Another idea: In one lab group I observed, every new student was assigned a “buddy” who had been in the group for a year or more. The more experienced student was responsible for getting the new student up to speed, answering all their questions about group methodologies, codecases, materials, and so forth.

I’ve also seen groups hire someone part-time to do documentation and maintenance work. Sometimes this kind of stuff is rolled into a lab manager position.

Collaborate

I benefited from collaborations with people who had relevant expertise I lacked—such as domain knowledge in developmental psychology and education. How do you find collaborators? My first stop was always to ask friends, colleagues, or my advisor. My advisor knew many people and was excellent at connecting students with the right folks.

Find people in other fields who seem to be excited by the same kinds of questions as you. You can find these people at conferences (browse the talk listing and attend the ones that pique your interest), on Twitter, by reading papers and looking up the authors.

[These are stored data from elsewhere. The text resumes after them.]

PR #2092, opened 2022-07-26
RD-5399: Fixed variables & outputs detection on zip files

NorbertAmartus:
## Description

Changes consists of modifying current terraform mechanism for detecting modules, variables and outputs across both zip and git files.

As I had to analyze currently existing mechanisms, I've found out that some of them can be simplified and reused.
And thus, those adjustments were made 🎉 

I've lefted comments containing explanation of some made decisions, to keep everyone on the same page 💪 

Other than that, I've tried to
- increase the typing security
- modify variable names, so that their context would be reflected more accurately

## Screenshots / Videos

N/A

## Checklist

## Tests

 

[Build Status](https://jenkins.cloudify.co/view/UI%20Health%20View/job/Stage-UI-System-Test/3273/)

## Documentation

N/A

## Changes should be a part of `6.4.0` release?
Yes, corresponding PR with cherrypick will be created 🚀


backend/routes/Terraform.ts
```diff
@@ -147,32 +146,32 @@ const getModuleListForGitUrl = async (url: string, authHeader?: string) => {
...
 const getTfFileBufferListFromGitRepositoryUrl = async (url: string, resourceLocation: string, authHeader?: string) => {
     const repositoryPath = getUniqNotExistingTemporaryDirectory();
-    const files: string[] = [];
+    const files: Buffer[] = [];
 
     await cloneGitRepo(repositoryPath, url, authHeader);
 
-    await directoryTree(repositoryPath, directoryTreeOptions, (_file, filePath) => {
-        const isInRootDirectory = !filePath.includes('/');
-        if (isInRootDirectory || filePath.indexOf(`${resourceLocation}/main.tf`) > -1) {
```
NorbertAmartus, line 156: ### Note
This line is making `main.tf` file to not be scanned in some scenarios
I think it's a residue from the previous implementation of the scanning mechanism (for git files we were scanning only files with names: `variables.ts` and `outputs.ts` - which was an incorrect mechanism)

As stated in [RD-5399](https://cloudifysource.atlassian.net/browse/RD-5399?focusedCommentId=77021) all `*.tf` files should be scanned.
Because of that we shouldn't treat `main.tf` file in any different way than the other files.

Having that in mind, I've removed this condition 💪

backend/routes/Terraform.ts
```diff
@@ -147,32 +146,19 @@ const getModuleListForGitUrl = async (url: string, authHeader?: string) => {
...
 const getTfFileBufferListFromGitRepositoryUrl = async (url: string, resourceLocation: string, authHeader?: string) => {
     const repositoryPath = getUniqNotExistingTemporaryDirectory();
-    const files: string[] = [];
+    const terraformModulePath = path.join(repositoryPath, resourceLocation);
+    const files: Buffer[] = [];
 
     await cloneGitRepo(repositoryPath, url, authHeader);
 
-    await directoryTree(repositoryPath, directoryTreeOptions, (_file, filePath) => {
-        const isInRootDirectory = !filePath.includes('/');
```
NorbertAmartus, line 155: ### Note
`directoryTree` can be provided with the path to the directory, which it should traverse
Having that in mind, we can combine `repositoryPath` and `resourceLocation` to have a certainty that the traversed files are the ones that we've been looking for 🎉 

Having that in mind, I've removed the highlighted condition to simplify the code 💪

widgets/common/src/terraformModal/TerraformModal.tsx
```diff
@@ -289,45 +289,42 @@ export default function TerraformModal({ onHide, toolbox }: { onHide: () => void
...
-                    source: 'input',
-                    value: '',
-                    duplicated: false
-                }));
-
-                setOutputsDeferred(outputsTmp);
-                setVariablesDeferred(variablesTmp);
-                unsetTemplateModulesLoading();
-            }
+    useEffect(() => {
```
NorbertAmartus, line 292: ### Note
This function needs a refactoring but as there is a dedicated [task for refactoring the whole component](https://cloudifysource.atlassian.net/browse/RD-5332) I decided to not do it within the scope of this PR

qooban: Optional:

If necessary you can add a point in RD-5332 about it.

backend/routes/Terraform.ts
```diff
@@ -48,8 +46,8 @@ type ResourcesRequest = Request<
     }
 >;
 
-const getTerraformFilePaths = (pathPrefix: string): string[] => {
-    return terraformFilesToScan.map(fileName => path.join(pathPrefix, fileName));
+const isTerraformFilePath = (filePath: string, directoryPath: string): boolean => {
+    return !!filePath.match(`^(${escapeRegExp(directoryPath)})[/]?[^/]+\\.tf$`);
```
qooban, line 50: I'm wondering

1. Is `directoryPath` necessary here? 
2. Can't we just check file extension here the same like we do in L101?

backend/routes/Terraform.ts
```diff
@@ -92,18 +90,20 @@ const cloneGitRepo = async (repositoryPath: string, url: string, authHeader?: st
...
-                    files.some(
-                        file => file.type === 'file' && file.path.match(`^${escapeRegExp(directory)}[^/]+\\.tf$`)
-                    )
-                )
-                .map(directory => trimEnd(directory, '/'))
+                .filter(file => file.type === 'file' && file.path.endsWith('.tf'))
+                .map(file => {
+                    const parentPath = path.dirname(file.path);
+                    return parentPath;
+                })
```
qooban, line 105: Optional:

Parent path sounds a bit odd to me. It's directory path extracted from the full path, right?

I would then simplify it to:
```suggestion
                .map(file => path.dirname(file.path)
```

or you can probably make it even shorter by importing `dirname` from `path` and having:

```suggestion
                .map(file => dirname(file.path)
```

backend/routes/Terraform.ts
```diff
@@ -289,10 +276,13 @@ router.post('/resources', async (req: ResourcesRequest, res) => {
...
 async function getTerraformFileBufferListFromZip(zipBuffer: Buffer, resourceLocation: string) {
     const resourceLocationTrimmed = trimStart(resourceLocation, '/');
-    const acceptableFilePaths = getTerraformFilePaths(resourceLocationTrimmed);
 
     const files = await decompress(zipBuffer);
-    return files.filter(file => acceptableFilePaths.includes(`${file.path}`)).map(file => file?.data);
+    return files
+        .filter(file => {
+            return file.type === 'file' && isTerraformFilePath(file.path, resourceLocationTrimmed);
+        })
```
qooban, line 284: I think you can safely shorten it to:
```suggestion
        .filter(file => file.type === 'file' && isTerraformFilePath(file.path, resourceLocationTrimmed))
```

qooban (commented):
Added some comments.

Two more questions:
1. I spotted the following problem when doing quick tests:

https://user-images.githubusercontent.com/5202105/181733607-9842c0bd-233e-4e48-b9bb-52c3cd62b074.mp4

After clearing URL or File input I see loading spinner and Terraform module details section gets blocked.

Could you check where it comes from? I checked on `staging` environment and there's no such issue.

2. Have you considered adding a test comparing variables & outputs detection mechanism using Git repository and ZIP URL to that repository? It's optional IMHO, but if it's quick to add, I would try it.

backend/routes/Terraform.ts
NorbertAmartus: Yeah, here it is necessary.
While decompressing zip files, we are getting all files/directories put inside that zip file (without any nested structure, we ar ejust getting a plain array of those items 😁)

When we'd want to get outputs/variables, we could get provided with the following zip file structure:
```
  > module
      variables.ts
      outputs.ts
      > nested_module
          nested_variables.ts
          nested_outputs.ts
```

When the user would like to get all variables/outputs from the `module` we should scan ONLY files which are being nested directly in that directory, as `nested_variables.ts` and `nested_outputs.ts` are related to the other module, named `nested_module`.

Because of that it is necessary to check not only if files are having a `.ts` extension, but also if they are inside a specific directory.

backend/routes/Terraform.ts
NorbertAmartus: > It's directory path extracted from the full path, right?
Yeah 😁 

The first approach seems good to me, I'll implement it right away :)

NorbertAmartus:
> Have you considered adding a test comparing variables & outputs detection mechanism using Git repository and ZIP URL to that repository? It's optional IMHO, but if it's quick to add, I would try it.

To be honest, I did not think about it 😅 
I think that it could be beneficial to have a same similar tests for both mechanisms 🎉 
But I think that it may take some time as we still may encounter some differences, which should be discussed with one of the PMs
And as for now I wouldn't like to prelong this PR, so having a dedicated ticket for that could be a valid option here 🚀

NorbertAmartus:
> I spotted the following problem when doing quick tests

Nicely spotted! 
I've found a couse of that issue and have [fixed it](https://github.com/cloudify-cosmo/cloudify-stage/pull/2092/commits/76c1c2e79591e2f663b2f78fa3be1353fd053d77) 💪

widgets/common/src/terraformModal/TerraformModal.tsx
NorbertAmartus: It may not be necessary, but I've left a comment [there](https://cloudifysource.atlassian.net/browse/RD-5332), so that it wouldn't be forgotten 🎉

backend/routes/Terraform.ts
qooban: Got it 👍🏻

qooban (approved):
Looks good 👍🏻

Then introduce yourself. Ask questions. I’ve found that most people in academia are very happy to talk about their own research field and their area of expertise. I mean, it makes sense: they wouldn’t be in that field if they weren’t passionate about it! This is to your advantage. Be friendly. Take notes.

Be willing to share your expertise as well. Research works better when we help each other out.

Open source Academia?

I’ve seen a trend lately toward increasingly open science. Frequently, the conversation is about open source software and open datasets. We should also talk about open methodologies, open assessments, and open whatever-else-is-used-in-your-research.

I’ve made many of my experimental study protocols, assessments, and code repositories publicly available. I’m excited about the questions my work tries to answer. If someone else is excited, too, and also wants to work on these questions, then I would love to be able to help them.